PR #450, opened 2025-01-28
Remove the walrus operator for Python 3.6 compatibility

nforro:
Related to https://github.com/packit/specfile/pull/444.

We still support EL8 and thus Python 3.6. CI didn't catch this because it didn't even run on RHEL8 (`dcermak can't run tests (and builds) internally` - is there a way for a repo owner to overcome this?).

### DIFF
--- a/tests/unit/test_changelog.py
+++ b/tests/unit/test_changelog.py
@@ -257,47 +257,35 @@ def test_suse_style_changelog_parse():
             "changelog",
             data=[
                 "-------------------------------------------------------------------",
-                (
-                    hdr1 := "Tue Dec 17 14:21:37 UTC 2024 - "
-                    + (dc := "Dan Čermák <dan.cermak@cgc-instruments.com>")
-                ),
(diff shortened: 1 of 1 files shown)


lbarcziova (approved):
> dcermak can't run tests (and builds) internally - is there a way for a repo owner to overcome this?

I would say just by manual comment triggering

mfocko (approved):

majamassarini (approved):
it is just a test, so it is fine as it is.
But I am wondering why don't move the variables declarations at the beginning of the test, in an old style way, and use them later (instead of repeating the strings?)

nforro:
> But I am wondering why don't move the variables declarations at the beginning of the test, in an old style way, and use them later (instead of repeating the strings?)

You mean outside of test functions? I think that would make the readability worse.

lbarcziova:
> Right, I actually did that on https://github.com/packit/specfile/pull/445 but the test jobs kept erroring so I didn't even try on the other PR. But the incompatibility would have been caught already during build, so I should have done it anyway.

we could also add the checks at least for builds to the required ones for merging

PR #457, opened 2025-03-11
context_management: add a type stub override to fix typing

gotmax23:
Type checkers (mypy, pyright, et al.) don't understand the ContextManager descriptor class.
With a stub file, we can tell the type checker to treat ContextManager as a simple decorator function which is something that it understands.

``` python
from typing import reveal_type

import specfile

s = specfile.Specfile("./fedora/python-specfile.spec")

# Before: types.MethodType
# After: (allow_duplicates: bool = False, default_to_implicit_numbering: bool = False, default_source_number_digits: int = 1) -> GeneratorContextManager[Sources]
reveal_type(s.sources)
# Before: Any
# After: GeneratorContextManager[Sources]
reveal_type(s.sources())
# Before: Any
# After: Sources
reveal_type(s.sources().__enter__())
reveal_type(s.sources().content)
```

RELEASE NOTES BEGIN

context_management: add a type stub override to fix typing. Type checkers like mypy and pyright can now correctly determine the types for `.sources()`, `.sections()`, and the other `Specfile` methods that return context managers.

RELEASE NOTES END

### DIFF
--- a/specfile/context_management.pyi
+++ b/specfile/context_management.pyi
@@ -1,0 +1,25 @@
+# Copyright Contributors to the Packit project.
+# SPDX-License-Identifier: MIT
+
+import contextlib
+from collections.abc import Iterator
+from typing import Callable, Generator, ParamSpec, TypeVar
+
+_T_co = TypeVar("_T_co", covariant=True)
+_P = ParamSpec("_P")
+
+@contextlib.contextmanager
+def capture_stderr() -> Generator[list[bytes], None, None]: ...
+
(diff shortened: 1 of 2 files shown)


specfile/context_management.pyi
```diff
@@ -0,0 +1,22 @@
+import contextlib
```
nforro, line 1:
```suggestion
# Copyright Contributors to the Packit project.
# SPDX-License-Identifier: MIT

import contextlib
```

nforro (approved):
This is great, thanks!

Could you just add the copyright header to the new file?

nforro:
regate

PR #458, opened 2025-03-12
ft: Instantiate Specfile from strings or file-like objects

### LINKED ISSUE #206: Create Specfile from a virtual file
Currently, it is possible to create an object of `Specfile` like this:

```python
# using an absolute path
specfile = Specfile('/tmp/test.spec')

# using a relative path and a different sourcedir
specfile = Specfile('test.spec', sourcedir='/tmp/sources')
```

It would be nice to be able to create it also like this

```python
with open('/tmp/test.spec', 'r') as fp:
    specfile = Specfile(fp)
```

This alone is not so interesting, but it allows for creating `Specfile` from a virtual file

```python
from io import StringIO
fp = StringIO()
fp.write("Name: foo\nVersion: 1.0\nRelease: 1\n...")
specfile = Specfile(fp)
```

Of course, I am interested in the feature, not the exact syntax. My suggestion will probably have an issue with the `.save()` method so if it is done like

```python
specfile = Specfile(fp=fp)

# or

specfile = Specfile.from_fp(fp)
```
It is all fine with me :-)

### LINKED ISSUE #248: Instantiate Specfile with a string
### Description

Currently, it's possible to do this via a file path. In my use case, all I'm doing is fetching the specfile for multiple packages via OSC API and then trying to parse them using Specfile. I'm currently creating a temp file and then passing it on to the package.

Is this something that can be supported or have there been any discussions in the past about this that ruled it out? 

### Benefit

_No response_

### Importance

_No response_

### Workaround

- [X] There is an existing workaround that can be used until this feature is implemented.

### Participation

- [X] I am willing to submit a pull request for this issue. (Packit team is happy to help!)

mynk8:
TODO:

- [x] Update or write new documentation.

Fixes #206 
Fixes #248 

RELEASE NOTES BEGIN

- Added support for creating Specfile instances from file objects and strings.

RELEASE NOTES END

### DIFF
--- a/specfile/specfile.py
+++ b/specfile/specfile.py
@@ -1,13 +1,27 @@
 # Copyright Contributors to the Packit project.
 # SPDX-License-Identifier: MIT
 
+import copy
 import datetime
 import logging
 import re
 import types
 from dataclasses import dataclass
+from io import FileIO, StringIO
 from pathlib import Path
-from typing import Generator, List, Optional, Tuple, Type, Union, cast
+from typing import (
+    IO,
+    Any,
+    Dict,
+    Generator,
+    List,
+    Optional,
+    TextIO,
+    Tuple,
+    Type,
+    Union,
+    cast,
+)
 
 import rpm
 
@@ -31,6 +45,7 @@ from specfile.sourcelist import Sourcelist
 from specfile.sources import Patches, Sources
 from specfile.spec_parser import SpecParser
 from specfile.tags import Tag, Tags
+from specfile.types import EncodingArgs
 from specfile.value_parser import (
     SUBSTITUTION_GROUP_PREFIX,
     ConditionalMacroExpansion,
@@ -50,19 +65,27 @@ class Specfile:
         autosave: Whether to automatically save any changes made.
     """
 
+    ENCODING_ARGS: EncodingArgs = {"encoding": "utf8", "errors": "surrogateescape"}
+
     def __init__(
         self,
-        path: Union[Path, str],
+        path: Optional[Union[Path, str]] = None,
+        content: Optional[str] = None,
+        file: Optional[IO] = None,
         sourcedir: Optional[Union[Path, str]] = None,
         autosave: bool = False,
         macros: Optional[List[Tuple[str, Optional[str]]]] = None,
         force_parse: bool = False,
     ) -> None:
         """
-        Initializes a specfile object.
+        Initializes a specfile object. You can specify either a path to the spec file,
+        its content as a string or a file object representing it. `sourcedir` is optional
+        if `path` or a named `file` is provided and will be set to the parent directory.
 
         Args:
             path: Path to the spec file.
+            content: String containing the spec file content.
+            file: File object representing the spec file.
             sourcedir: Path to sources and patches.
             autosave: Whether to automatically save any changes made.
             macros: List of extra macro definitions.
@@ -71,12 +94,29 @@ class Specfile:
                 Such sources include sources referenced from shell expansions
                 in tag values and sources included using the _%include_ directive.
         """
+        # count mutually exclusive arguments
+        if sum([file is not None, path is not None, content is not None]) > 1:
+            raise ValueError(
+                "Only one of `file`, `path` or `content` should be provided"
+            )
+        if file is not None:
+            self._file = file
+        elif path is not None:
+            self._file = Path(path).open("r+", **self.ENCODING_ARGS)
+        elif content is not None:
+            self._file = StringIO(content)
+        else:
+            raise ValueError("Either `file`, `path` or `content` must be provided")
+        if sourcedir is None:
+            try:
+                sourcedir = Path(self._file.name).parent
+            except AttributeError:
+                raise ValueError(
+                    "`sourcedir` is required when providing `content` or file object without a name"
+                )
         self.autosave = autosave
-        self._path = Path(path)
-        self._lines, self._trailing_newline = self._read_lines(self._path)
-        self._parser = SpecParser(
-            Path(sourcedir or self.path.parent), macros, force_parse
-        )
+        self._lines, self._trailing_newline = self._read_lines(self._file)
+        self._parser = SpecParser(Path(sourcedir), macros, force_parse)
         self._parser.parse(str(self))
         self._dump_debug_info("After initial parsing")
 
@@ -85,7 +125,7 @@ class Specfile:
             return NotImplemented
         return (
             self.autosave == other.autosave
-            and self._path == other._path
+            and self.path == other.path
             and self._lines == other._lines
             and self._parser == other._parser
         )
@@ -111,6 +151,39 @@ class Specfile:
     ) -> None:
         self.save()
 
+    def __deepcopy__(self, memodict: Dict[int, Any]):
+        """
+        Deepcopies the object, handling file-like attributes.
+        """
+        specfile = self.__class__.__new__(self.__class__)
+        memodict[id(self)] = specfile
+
+        for k, v in self.__dict__.items():
+            if k == "_file":
+                continue
+            setattr(specfile, k, copy.deepcopy(v, memodict))
+
+        try:
+            path = Path(cast(FileIO, self._file).name)
+        except AttributeError:
+            # IO doesn't implement getvalue() so tell mypy this is StringIO
+            # (could also be BytesIO)
+            sio = cast(StringIO, self._file)
+            # not a named file, try `getvalue()`
+            specfile._file = type(sio)(sio.getvalue())
+        else:
+            try:
+                # encoding and errors are only available on TextIO objects
+                file = cast(TextIO, self._file)
+                specfile._file = path.open(
+                    mode=file.mode, encoding=file.encoding, errors=file.errors
+                )
+            except AttributeError:
+                # files open in binary mode have no `encoding`/`errors`
+                specfile._file = path.open(self._file.mode)
+
+        return specfile
+
     def _dump_debug_info(self, message) -> None:
         logger.debug(
             f"DBG: {message}:\n"
@@ -119,19 +192,30 @@ class Specfile:
             f"  {self._parser.spec!r} @ 0x{id(self._parser.spec):012x}"
         )
 
-    @staticmethod
-    def _read_lines(path: Path) -> Tuple[List[str], bool]:
-        content = path.read_text(encoding="utf8", errors="surrogateescape")
-        return content.splitlines(), content[-1] == "\n"
+    @classmethod
+    def _read_lines(cls, file: IO) -> Tuple[List[str], bool]:
+        file.seek(0)
+        raw_content = file.read()
+        if isinstance(raw_content, str):
+            content = raw_content
+        else:
+            content = raw_content.decode(**cls.ENCODING_ARGS)
+        return content.splitlines(), content.endswith("\n")
 
     @property
-    def path(self) -> Path:
+    def path(self) -> Optional[Path]:
         """Path to the spec file."""
-        return self._path
+        try:
+            return Path(cast(FileIO, self._file).name)
+        except AttributeError:
+            return None
 
     @path.setter
     def path(self, value: Union[Path, str]) -> None:
-        self._path = Path(value)
+        path = Path(value)
+        if path == self.path:
+            return
+        self._file = path.open("r+", **self.ENCODING_ARGS)
 
     @property
     def sourcedir(self) -> Path:
@@ -179,11 +263,26 @@ class Specfile:
 
     def reload(self) -> None:
         """Reloads the spec file content."""
-        self._lines, self._trailing_newline = self._read_lines(self.path)
+        try:
+            path = Path(cast(FileIO, self._file).name)
+        except AttributeError:
+            pass
+        else:
+            # reopen the path in case the original file has been deleted/replaced
+            self._file.close()
+            self._file = path.open("r+", **self.ENCODING_ARGS)
+        self._lines, self._trailing_newline = self._read_lines(self._file)
 
     def save(self) -> None:
         """Saves the spec file content."""
-        self.path.write_text(str(self), encoding="utf8", errors="surrogateescape")
+        self._file.seek(0)
+        self._file.truncate(0)
+        content = str(self)
+        try:
+            self._file.write(content)
+        except TypeError:
+            self._file.write(content.encode(**self.ENCODING_ARGS))
+        self._file.flush()
 
     def expand(
         self,
--- a/specfile/types.py
+++ b/specfile/types.py
@@ -12,3 +12,12 @@ except ImportError:
     class SupportsIndex(Protocol, metaclass=abc.ABCMeta):  # type: ignore [no-redef]
         @abc.abstractmethod
         def __index__(self) -> int: ...
+
+
+try:
+    from typing import TypedDict
+except ImportError:
+    from typing_extensions import TypedDict
+
+
+EncodingArgs = TypedDict("EncodingArgs", {"encoding": str, "errors": str})
--- a/tests/integration/conftest.py
+++ b/tests/integration/conftest.py
@@ -1,10 +1,11 @@
 # Copyright Contributors to the Packit project.
 # SPDX-License-Identifier: MIT
-
+import io
 import shutil
 
 import pytest
 
+from specfile import Specfile
 from tests.constants import (
     SPEC_AUTOPATCH,
     SPEC_AUTOSETUP,
@@ -136,3 +137,46 @@ def spec_conditionalized_version(tmp_path):
     specfile_path = tmp_path / SPECFILE
     shutil.copyfile(SPEC_CONDITIONALIZED_VERSION / SPECFILE, specfile_path)
     return specfile_path
+
+
+@pytest.fixture(
+    params=[
+        "file_path",
+        "text_file",
+        "binary_file",
+        "text_io_stream",
+        "binary_io_stream",
+        "content_string",
+    ]
+)
+def specfile_factory(request):
+    """
+    pytest fixture to create a `Specfile` instance with different input modes.
+
+    Returns:
+        Function that creates a `Specfile` instance.
+    """
+    mode = request.param
+
+    def _create_specfile(input_path, **kwargs):
+        kwargs.setdefault("sourcedir", input_path.parent)
+
+        if mode == "file_path":
+            return Specfile(path=input_path, **kwargs)
+        elif mode == "text_file":
+            f = open(input_path, "r+", **Specfile.ENCODING_ARGS)
+            return Specfile(file=f, **kwargs)
+        elif mode == "binary_file":
+            f = open(input_path, "rb+")
+            return Specfile(file=f, **kwargs)
+        elif mode == "text_io_stream":
+            content = input_path.read_text(**Specfile.ENCODING_ARGS)
+            return Specfile(file=io.StringIO(content), **kwargs)
+        elif mode == "binary_io_stream":
+            content = input_path.read_bytes()
+            return Specfile(file=io.BytesIO(content), **kwargs)
+        elif mode == "content_string":
+            content = input_path.read_text(**Specfile.ENCODING_ARGS)
+            return Specfile(content=content, **kwargs)
+
+    return _create_specfile
--- a/tests/integration/test_specfile.py
+++ b/tests/integration/test_specfile.py
@@ -26,8 +26,8 @@ def test_parse(spec_multiple_sources):
     assert spec.rpm_spec.prep == prep
 
 
-def test_prep_traditional(spec_traditional):
-    spec = Specfile(spec_traditional)
+def test_prep_traditional(specfile_factory, spec_traditional):
+    spec = specfile_factory(spec_traditional)
     with spec.prep() as prep:
         assert AutosetupMacro not in prep.macros
         assert AutopatchMacro not in prep.macros
@@ -50,8 +50,8 @@ def test_prep_traditional(spec_traditional):
         assert sections.prep[1] == "%patch 0 -p2 -b .test2 -E"
 
 
-def test_prep_autosetup(spec_autosetup):
-    spec = Specfile(spec_autosetup)
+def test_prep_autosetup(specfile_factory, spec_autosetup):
━━━
## EXERCISE:
A single number is expected: the count of lines in the preceding entries that contain "fixture".

## RESULT OF THIS TASK:
2